INFORMATION PROVIDED:
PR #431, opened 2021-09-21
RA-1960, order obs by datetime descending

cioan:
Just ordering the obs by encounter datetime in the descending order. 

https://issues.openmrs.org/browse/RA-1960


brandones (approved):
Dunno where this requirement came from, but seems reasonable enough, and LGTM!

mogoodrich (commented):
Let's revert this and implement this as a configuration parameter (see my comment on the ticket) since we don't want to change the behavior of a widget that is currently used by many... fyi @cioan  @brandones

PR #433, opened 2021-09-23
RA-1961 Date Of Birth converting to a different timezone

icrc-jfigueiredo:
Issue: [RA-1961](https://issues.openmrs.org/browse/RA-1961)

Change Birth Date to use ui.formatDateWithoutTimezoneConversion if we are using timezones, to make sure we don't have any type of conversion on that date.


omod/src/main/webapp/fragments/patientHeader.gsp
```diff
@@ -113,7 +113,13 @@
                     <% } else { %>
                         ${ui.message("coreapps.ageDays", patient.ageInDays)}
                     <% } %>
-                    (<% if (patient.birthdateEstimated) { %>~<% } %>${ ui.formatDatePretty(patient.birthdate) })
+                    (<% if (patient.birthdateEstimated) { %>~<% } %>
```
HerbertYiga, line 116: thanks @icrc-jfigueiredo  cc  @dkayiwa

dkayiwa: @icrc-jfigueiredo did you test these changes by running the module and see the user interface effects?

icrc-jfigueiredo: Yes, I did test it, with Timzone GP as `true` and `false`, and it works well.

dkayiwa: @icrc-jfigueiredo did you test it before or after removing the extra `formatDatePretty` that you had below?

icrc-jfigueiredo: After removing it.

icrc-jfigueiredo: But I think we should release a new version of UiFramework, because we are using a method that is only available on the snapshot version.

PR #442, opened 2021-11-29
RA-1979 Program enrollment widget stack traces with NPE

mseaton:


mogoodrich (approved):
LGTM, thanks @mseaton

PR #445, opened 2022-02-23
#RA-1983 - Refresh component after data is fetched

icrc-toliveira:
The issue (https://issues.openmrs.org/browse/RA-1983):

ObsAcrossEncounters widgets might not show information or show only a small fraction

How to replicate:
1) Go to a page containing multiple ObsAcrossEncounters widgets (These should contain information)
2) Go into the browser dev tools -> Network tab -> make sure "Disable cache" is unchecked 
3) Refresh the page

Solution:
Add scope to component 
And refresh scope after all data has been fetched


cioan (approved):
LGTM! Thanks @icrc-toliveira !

THE TASK:
Take the lines from the first line of the listing up to and including the line with "Dunno where this" and give them again exactly.

RESPONSE BOX:
PR #431, opened 2021-09-21
RA-1960, order obs by datetime descending

cioan:
Just ordering the obs by encounter datetime in the descending order. 

https://issues.openmrs.org/browse/RA-1960


brandones (approved):
Dunno where this requirement came from, but seems reasonable enough, and LGTM!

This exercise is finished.